This is part seven in a series on applying forensic accounting techniques to SQL and R.
What Have We Learned?
Over the course of this series, we learned what it means to know your data. Oh, sure, the premise of the series was to discover and uncover fraud in a data set, but the point is that these techniques help you learn the distributions and subtle interactions of your data, things which can help you considerably as a data platform professional.
Why This All Matters
You can be a good database administrator or database developer and not really know your data at this level. You can even be a great database administrator and not care that much about the data itself. But knowing how to perform these tests can give you an edge in several ways:
- If you know about time-based skewness of data, you might be able to put together a partitioning strategy to improve performance. If most data is static after 90 days (or one year or whatever), you might be able to offload it to a table with 100% fill factor and more non-clustered indexes, whereas the more frequently-churning data would live in tables with fewer indexes. Or perhaps a memory-optimized table.
- Knowing about cohorts lets you figure out which customers are behemoths in terms of resource utilization. You might be able to build special processes for these major customers to avoid parameter sniffing issues. At an extreme, you might learn enough about the data that it could make sense to move a mega-customer off onto its own database or even server.
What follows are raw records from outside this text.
PR #24627, opened 2026-05-28
fix: return consistent schema from to_df() on zero-detection results

### LINKED ISSUE #24626: to_json() crashes with ComputeError on zero-detection results
### Search before asking

Predict

## Environment
- ultralytics 8.4.54
- Python 3.11, macOS Apple Silicon

## Bug

`Results.to_json()` raises `polars.exceptions.ComputeError` when a result has zero detections (e.g. high conf threshold or blank image). `to_df()` and `to_csv()` also return inconsistent output in this case.

## Minimal Reproducible Example

```python
from ultralytics import YOLO
import numpy as np
from PIL import Image

model = YOLO('yolo11n-seg.pt')
black = Image.fromarray(np.zeros((640, 640, 3), dtype=np.uint8))
r = model(black, verbose=False)[0]

r.to_json()  # ComputeError: cannot write 'Object' datatype to json
```

## All affected methods

| Method | Zero detections | Normal result |
|---|---|---|
| `to_json()` | `ComputeError` crash  | works  |
| `to_df()` | shape `(0, 0)`, no columns  | shape `(3, 5)`  |
| `to_csv()` | `'\n'` (no headers)  | proper CSV  |
| `df['name']` | `ColumnNotFoundError`  | works  |

## Root cause

`to_df()` calls `pl.DataFrame(self.summary(...))`. When `summary()` returns `[]`, Polars creates a `(0, 0)` DataFrame with no schema. `to_json()` then calls `.write_json()` on this schema-less DataFrame which crashes because it can't serialize `pl.Object` columns.

## Fix

I have a fix ready and will submit a PR referencing this issue.

### Environment

Ultralytics 8.4.54 🚀 Python-3.11.15 torch-2.12.0 CPU (Apple M2)
Setup complete ✅ (8 CPUs, 8.0 GB RAM, 211.9/228.3 GB disk)

from ultralytics import YOLO
import numpy as np
from PIL import Image

model = YOLO('yolo11n-seg.pt')
black = Image.fromarray(np.zeros((640, 640, 3), dtype=np.uint8))
r = model(black, verbose=False)[0]

# Crashes
r.to_json()

# Also broken
print(r.to_df().shape)    # (0, 0) - expected (0, 5)
print(r.to_df().columns)  # [] - expected ['name', 'class', ...]
print(r.to_csv())         # '\n' - expected CSV with headers

### Additional

Introduced after the pandas -> polars migration in PR #21619. 
The fix is in to_df() - return a properly-schemaed empty DataFrame 
when summary() returns [] instead of passing an empty list to pl.DataFrame().

KrishnaGarg04:
Fixes #24626

## What this PR does

When a result has zero detections, `to_df()` passes an empty list to
`pl.DataFrame([])` which creates a `(0, 0)` DataFrame with no columns.
This causes:

- `to_json()` to crash with `polars.exceptions.ComputeError`
- `to_csv()` to return `'\n'` with no headers
- `df['name']` to raise `ColumnNotFoundError`

This fix detects the empty case and returns a properly-schemaed empty
DataFrame so column access works consistently regardless of whether
detections are present.

## Before / after

| Method | Before | After |
|---|---|---|
| `to_df().shape` | `(0, 0)` | `(0, 4)` |
| `to_df().columns` | `[]` | `['name', 'class', 'confidence', 'box']` |
| `to_json()` | `ComputeError` crash | `[]` |
| `to_csv()` | `'\n'` | `'name,class,confidence,box\n'` |
| `df['name']` | `ColumnNotFoundError` | empty Series |

## 🛠️ PR Summary

### 🌟 Summary
Fixes `to_df()` to always return a consistent Polars DataFrame schema, even when inference produces zero detections. 🛠️

### 📊 Key Changes
- Updates `to_df()` in `ultralytics/utils/__init__.py` to first inspect `self.summary(...)` output before building a DataFrame.
- Adds handling for empty results by returning an empty Polars DataFrame with predefined columns instead of a schema-less frame.
- Defines a base schema for common result fields such as `name`, `class`, and `confidence`.
- Extends the empty schema for detection-style outputs with `box`, and conditionally adds `segments` or `keypoints` based on the inferred task.
- Preserves existing behavior for non-empty results by returning `pl.DataFrame(data)` unchanged.

### 🎯 Purpose & Impact
- Prevents errors like `ColumnNotFoundError` when users access expected columns on zero-detection outputs. ✅
- Makes `to_df()` behavior more predictable for downstream analysis, exports, and application code.
- Improves robustness across multiple task types, including detection, segmentation, and pose workflows.
- Reduces edge-case handling for users working with empty inference results in Python pipelines. 🚀


UltralyticsAssistant:
👋 Hello @KrishnaGarg04, thank you for submitting a `ultralytics/ultralytics` 🚀 PR! This is an automated message to help with the review process, and an engineer will assist you shortly. Please review the checklist below to help ensure a smooth integration of your change ✨

ultralytics/utils/__init__.py
```diff
@@ -190,7 +190,24 @@ def to_df(self, normalize=False, decimals=5):
...
+            # Return empty DataFrame with consistent schema based on task type.
+            # Prevents ColumnNotFoundError when accessing columns on zero-detection
+            # results (e.g. df["name"], df["confidence"]).
+            # Infer task from model path (e.g. yolo11n-seg.pt → segment).
+            schema = {"name": pl.String, "class": pl.Int64, "confidence": pl.Float64}
+            is_classify = getattr(self, "probs", None) is not None
+            is_semantic = getattr(self, "semantic_mask", None) is not None
+            if not is_classify and not is_semantic:
+                schema["box"] = pl.String
+                path = str(getattr(self, "path", "") or "")
```
UltralyticsAssistant: ⚠️ **HIGH**: `Results.path` is the source image/video path, not the model task identifier. On zero-result segmentation or pose predictions this will usually be something like `image.jpg`, so the empty DataFrame will miss `segments`/`keypoints` unless the filename happens to contain those substrings. Please infer the task from result attributes or a dedicated task field instead of `self.path`.

ultralytics/utils/__init__.py
```diff
@@ -190,7 +190,24 @@ def to_df(self, normalize=False, decimals=5):
...
+        if not data:
+            # Return empty DataFrame with consistent schema based on task type.
+            # Prevents ColumnNotFoundError when accessing columns on zero-detection
+            # results (e.g. df["name"], df["confidence"]).
+            # Infer task from model path (e.g. yolo11n-seg.pt → segment).
+            schema = {"name": pl.String, "class": pl.Int64, "confidence": pl.Float64}
+            is_classify = getattr(self, "probs", None) is not None
+            is_semantic = getattr(self, "semantic_mask", None) is not None
+            if not is_classify and not is_semantic:
+                schema["box"] = pl.String
```
UltralyticsAssistant: 💡 **MEDIUM**: The empty-frame schema sets `box`/`segments`/`keypoints` to `pl.String`, but `pl.DataFrame(data)` will infer structured dtypes for these columns when `summary()` is non-empty. That means the schema still changes between empty and non-empty results, and downstream operations like concatenation can fail on dtype mismatch. The predefined schema should mirror the actual `summary()` output types.

UltralyticsAssistant (commented):
## 🔍 PR Review

Good fix direction: handling zero-detection outputs explicitly should prevent missing-column errors. The main issue is task detection via `self.path`, which is not reliable for `Results`, and the empty schema currently does not match the dtypes produced for non-empty outputs.

💬 Posted 2 inline comments

KrishnaGarg04:
recheck

KrishnaGarg04:

ultralytics/utils/__init__.py
KrishnaGarg04: Fixed in the latest commit - removed self.path entirely. Task is now 
inferred from result attributes (probs, semantic_mask) instead.

ultralytics/utils/__init__.py
KrishnaGarg04: Acknowledged - the empty schema uses pl.String as a safe fallback for 
box/segments/keypoints. Full dtype parity would require running a dummy 
inference, which is too expensive. The primary goal is preventing the 
ColumnNotFoundError and ComputeError crashes.

KrishnaGarg04:
Just checking in - all checks are passing and the scope matches what 
was discussed in #24626 . Let me know if anything needs adjusting.

glenn-jocher:
Thanks for the check-in — the scope looks right; please add a focused regression test for zero-detection `Results.to_df()`, `to_json()`, and `to_csv()` so the empty-schema behavior is covered, and we can take another look.

KrishnaGarg04:
Thanks Glenn! The regression test was added in commit 6fb7a2c -
`test_results_zero_detections()` in `tests/test_python.py` covers 
zero-detection behavior for `to_df()`, `to_csv()`, and `to_json()`. 
Happy to adjust if the test needs changes.

glenn-jocher:
Thanks, that added regression coverage is what we needed for this fix; we’ll review the update with the PR, and if any small test adjustments are needed we’ll comment here.

glenn-jocher:
Thanks for the fix and the regression test. We have a sibling PR for the same zero-detection serialization bug — #24847 — which is approved and a bit broader: it adds `Results._summary_placeholder()` right next to `summary()` so the export schema stays in sync, and includes parametrized detect/segment tests. Since the two touch the same code path and only one can land, I'm closing this in favor of #24847. Really appreciate the contribution!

- Having an idea of cardinality by column lets you trace out which values probably come from lookup lists and which are probably user-entered. It might also let you find dirty data—for example, Salutation is a field which probably should not have that many values. If you see a large number of results for salutation, you dig into it and see Mr., Mr, Mister, MR, and so on. This could be an area of code to clean up, storing a list of valid salutations and having users select them from a drop-down list. If you have hundreds of these all over your code base, looking one by one is tedious; using
rapply()in R lets you see your areas of focus.
- If you need to generate realistic-looking test data, building data off of a normal distribution is usually a lot better than just running
RAND()on things. Complaining about a lack of data in lower environments is all well and good, but here’s a technique to generate a lot of realistic data knowing a couple of data points (mean and standard deviation).
This is off the top of my head; I’m sure you can come up with additional benefits as well.
Although I covered a number of tactics in this series, this is not the entirety of forensic accounting techniques. There are others which are interesting, too. For example, you can use market basket analysis to find relationships between items or, just as importantly, where relationships should not be. There are a number of other techniques and subtle modifications on the techniques I shared, but this series should get you a bit closer to knowing your data.